* [Task instructions]: Once the data has been read, restate all of it exactly.
Data section: Begin
PR #983, opened 2016-08-23
Update the Multimension coordinate groupby example

jhamman:
cc @rabernat @shoyer 

now using `ds = xr.tutorial.load_dataset('rasm')`


shoyer:
LGTM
Data section: End
* [Written answer]:
PR #983, opened 2016-08-23
Update the Multimension coordinate groupby example

jhamman:
cc @rabernat @shoyer 

now using `ds = xr.tutorial.load_dataset('rasm')`


shoyer:
LGTM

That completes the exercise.